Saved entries
PR #451, opened 2025-05-29
chore: #443 refactor sidebar components and update styles (part 2)

kurtdoherty:
### Context
- We somehow managed to use component names that don't match what Design are using 🤦 ;
- There's some styles that aren't quite right (e.g. focus outline, SideBar doesn't fill vertical space);
- The components are consistently available via SideBar itself (i.e. inconsistent application of the compound component pattern);
- State management is a little buggy (e.g. an active menu group can be collapsed)

### Scope
- Refactor component names/responsibilities to match Design
- Fix up styles to ensure correct visual behaviour
- Apply compound component pattern consistently
- Fix bugs in state management
- Improve Storybook documentation for all the components involved in the SideBar

### Preceding PRs
- #450 

### This PR

- Adds a new `SideBarSubmenu` component. This includes a new subcomponent that wraps the `SideBarSubmenuItem` introduced in #450 in an `<li>` element.

Screenshot 2025-05-29 at 12 49 38 pm
Screenshot 2025-05-29 at 12 49 52 pm
Screenshot 2025-05-29 at 12 49 59 pm

PR #450, opened 2025-05-28
chore: #443 refactor sidebar components and update styles (part 1)

kurtdoherty:
### Context
- We somehow managed to use component names that don't match what Design are using 🤦 ;
- There's some styles that aren't quite right (e.g. focus outline, SideBar doesn't fill vertical space);
- The components are consistently available via SideBar itself (i.e. inconsistent application of the compound component pattern);
- State management is a little buggy (e.g. an active menu group can be collapsed)

### Scope
- Refactor component names/responsibilities to match Design
- Fix up styles to ensure correct visual behaviour
- Apply compound component pattern consistently
- Fix bugs in state management
- Improve Storybook documentation for all the components involved in the SideBar

### This PR

- Adds a new `SideBarContext` object and associated hook that is used to provide the side bar's state and state setters to child components. This replaces the existing `IsSideBarExpandedContext`, which was unfortunately responsible for providing more than just an `isSideBarExpanded` boolean.
- Adds a new `useSideBar` hook that manages the side bar's collapsed/expanded state.
- Adds a new `SideBarSubmenuItem` component which matches the [Figma component with the same name](https://www.figma.com/design/6CaivqdlTX0UkFYJkpBKDu/Reapit-DS?node-id=12295-18961&m=dev). This replaces the existing `SideBarMenuGroupItem`.
- Adds dedicated storybook-based documentation for this new submenu item.
- Adds some new storybook decorators that will be used by many of the side bar component stories.

Screenshot 2025-05-29 at 12 26 44 pm
Screenshot 2025-05-29 at 12 26 56 pm
Screenshot 2025-05-29 at 12 27 08 pm
Screenshot 2025-05-29 at 12 27 17 pm

Issue #443, opened 2025-05-21
chore: refactor SideBar component names and fix styles


kurtdoherty:
### Context

1. We somehow managed to use component names that don't match what Design are using 🤦 ;
2. There's some styles that aren't quite right (e.g. focus outline, SideBar doesn't fill vertical space);
3. The components are consistently available via `SideBar` itself (i.e. inconsistent application of the compound component pattern);
4. State management is a little buggy (e.g. an active menu group can be collapsed)

### Scope

- Refactor component names/responsibilities to match Design
- Fix up styles to ensure correct visual behaviour
- Apply compound component pattern consistently
- Fix bugs in state management
- Improve Storybook documentation for all the components involved in the SideBar

PR #452, opened 2025-05-29
chore: #443 refactor sidebar components and update styles (part 3)

kurtdoherty:
### Context
- We somehow managed to use component names that don't match what Design are using 🤦 ;
- There's some styles that aren't quite right (e.g. focus outline, SideBar doesn't fill vertical space);
- There's some behaviour that isn't quite right (e.g. can close an active menu group)
- The components are consistently available via SideBar itself (i.e. inconsistent application of the compound component pattern);
- State management is a little buggy (e.g. an active menu group can be collapsed)

### Scope
- Refactor component names/responsibilities to match Design
- Fix up styles to ensure correct visual behaviour
- Apply compound component pattern consistently
- Fix bugs in state management
- Improve Storybook documentation for all the components involved in the SideBar

### Preceding PRs
- #450 
- #451 

### This PR

- ...


src/components/side-bar/menu-item/menu-item.tsx
kurtdoherty, line 1: **note:** simple, presentational menu item that will replace the existing menu item implementation. Similar to the submenu item introduced in #450, this component only handles rendering the `<a>` element. A separate component will be introduced in a future PR that will wrap this in an `<li>` element.

src/components/side-bar/menu-item/__test__/menu-item.test.tsx
```diff
@@ -0,0 +1,36 @@
+import { composeStories } from '@storybook/react'
+import { render, screen } from '@testing-library/react'
+import * as stories from '../menu-item.stories'
+import { elSideBarMenuItem } from '../styles'
+
+const MenuItemStories = composeStories(stories)
```
ksolanki7, line 6: **praise:** This is good, we should let other developers know about it too. I didn't know that we could do this.

src/components/side-bar/menu-item/menu-item.stories.tsx
```diff
@@ -0,0 +1,84 @@
...
+} satisfies Meta<typeof SideBarMenuItem>
+
+export default meta
+
+type Story = StoryObj<typeof meta>
+
+export const Example: Story = {
+  args: {
+    children: 'Menu item',
+    href: globalThis.top?.location.href!,
```
ksolanki7, line 36: **praise:** I like the level of detailing here with optional chaining and non-null assertion.

src/components/side-bar/menu-item/menu-item.tsx
ksolanki7: **question:** I may need more context here for the approach and why we are separating this from the existing menu.
- Is the design different?
- Is the approach to submenu and its requirement different from the actual Menu component?

ksolanki7 (approved):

_TASK DIRECTIONS_: Make a faithful copy of every record above.

_EXPECTED ANSWER_:
PR #451, opened 2025-05-29
chore: #443 refactor sidebar components and update styles (part 2)

kurtdoherty:
### Context
- We somehow managed to use component names that don't match what Design are using 🤦 ;
- There's some styles that aren't quite right (e.g. focus outline, SideBar doesn't fill vertical space);
- The components are consistently available via SideBar itself (i.e. inconsistent application of the compound component pattern);
- State management is a little buggy (e.g. an active menu group can be collapsed)

### Scope
- Refactor component names/responsibilities to match Design
- Fix up styles to ensure correct visual behaviour
- Apply compound component pattern consistently
- Fix bugs in state management
- Improve Storybook documentation for all the components involved in the SideBar

### Preceding PRs
- #450 

### This PR

- Adds a new `SideBarSubmenu` component. This includes a new subcomponent that wraps the `SideBarSubmenuItem` introduced in #450 in an `<li>` element.

Screenshot 2025-05-29 at 12 49 38 pm
Screenshot 2025-05-29 at 12 49 52 pm
Screenshot 2025-05-29 at 12 49 59 pm

PR #450, opened 2025-05-28
chore: #443 refactor sidebar components and update styles (part 1)

kurtdoherty:
### Context
- We somehow managed to use component names that don't match what Design are using 🤦 ;
- There's some styles that aren't quite right (e.g. focus outline, SideBar doesn't fill vertical space);
- The components are consistently available via SideBar itself (i.e. inconsistent application of the compound component pattern);
- State management is a little buggy (e.g. an active menu group can be collapsed)

### Scope
- Refactor component names/responsibilities to match Design
- Fix up styles to ensure correct visual behaviour
- Apply compound component pattern consistently
- Fix bugs in state management
- Improve Storybook documentation for all the components involved in the SideBar

### This PR

- Adds a new `SideBarContext` object and associated hook that is used to provide the side bar's state and state setters to child components. This replaces the existing `IsSideBarExpandedContext`, which was unfortunately responsible for providing more than just an `isSideBarExpanded` boolean.
- Adds a new `useSideBar` hook that manages the side bar's collapsed/expanded state.
- Adds a new `SideBarSubmenuItem` component which matches the [Figma component with the same name](https://www.figma.com/design/6CaivqdlTX0UkFYJkpBKDu/Reapit-DS?node-id=12295-18961&m=dev). This replaces the existing `SideBarMenuGroupItem`.
- Adds dedicated storybook-based documentation for this new submenu item.
- Adds some new storybook decorators that will be used by many of the side bar component stories.

Screenshot 2025-05-29 at 12 26 44 pm
Screenshot 2025-05-29 at 12 26 56 pm
Screenshot 2025-05-29 at 12 27 08 pm
Screenshot 2025-05-29 at 12 27 17 pm

Issue #443, opened 2025-05-21
chore: refactor SideBar component names and fix styles


kurtdoherty:
### Context

1. We somehow managed to use component names that don't match what Design are using 🤦 ;
2. There's some styles that aren't quite right (e.g. focus outline, SideBar doesn't fill vertical space);
3. The components are consistently available via `SideBar` itself (i.e. inconsistent application of the compound component pattern);
4. State management is a little buggy (e.g. an active menu group can be collapsed)

### Scope

- Refactor component names/responsibilities to match Design
- Fix up styles to ensure correct visual behaviour
- Apply compound component pattern consistently
- Fix bugs in state management
- Improve Storybook documentation for all the components involved in the SideBar

PR #452, opened 2025-05-29
chore: #443 refactor sidebar components and update styles (part 3)

kurtdoherty:
### Context
- We somehow managed to use component names that don't match what Design are using 🤦 ;
- There's some styles that aren't quite right (e.g. focus outline, SideBar doesn't fill vertical space);
- There's some behaviour that isn't quite right (e.g. can close an active menu group)
- The components are consistently available via SideBar itself (i.e. inconsistent application of the compound component pattern);
- State management is a little buggy (e.g. an active menu group can be collapsed)

### Scope
- Refactor component names/responsibilities to match Design
- Fix up styles to ensure correct visual behaviour
- Apply compound component pattern consistently
- Fix bugs in state management
- Improve Storybook documentation for all the components involved in the SideBar

### Preceding PRs
- #450 
- #451 

### This PR

- ...


src/components/side-bar/menu-item/menu-item.tsx
kurtdoherty, line 1: **note:** simple, presentational menu item that will replace the existing menu item implementation. Similar to the submenu item introduced in #450, this component only handles rendering the `<a>` element. A separate component will be introduced in a future PR that will wrap this in an `<li>` element.

src/components/side-bar/menu-item/__test__/menu-item.test.tsx
```diff
@@ -0,0 +1,36 @@
+import { composeStories } from '@storybook/react'
+import { render, screen } from '@testing-library/react'
+import * as stories from '../menu-item.stories'
+import { elSideBarMenuItem } from '../styles'
+
+const MenuItemStories = composeStories(stories)
```
ksolanki7, line 6: **praise:** This is good, we should let other developers know about it too. I didn't know that we could do this.

src/components/side-bar/menu-item/menu-item.stories.tsx
```diff
@@ -0,0 +1,84 @@
...
+} satisfies Meta<typeof SideBarMenuItem>
+
+export default meta
+
+type Story = StoryObj<typeof meta>
+
+export const Example: Story = {
+  args: {
+    children: 'Menu item',
+    href: globalThis.top?.location.href!,
```
ksolanki7, line 36: **praise:** I like the level of detailing here with optional chaining and non-null assertion.

src/components/side-bar/menu-item/menu-item.tsx
ksolanki7: **question:** I may need more context here for the approach and why we are separating this from the existing menu.
- Is the design different?
- Is the approach to submenu and its requirement different from the actual Menu component?

ksolanki7 (approved):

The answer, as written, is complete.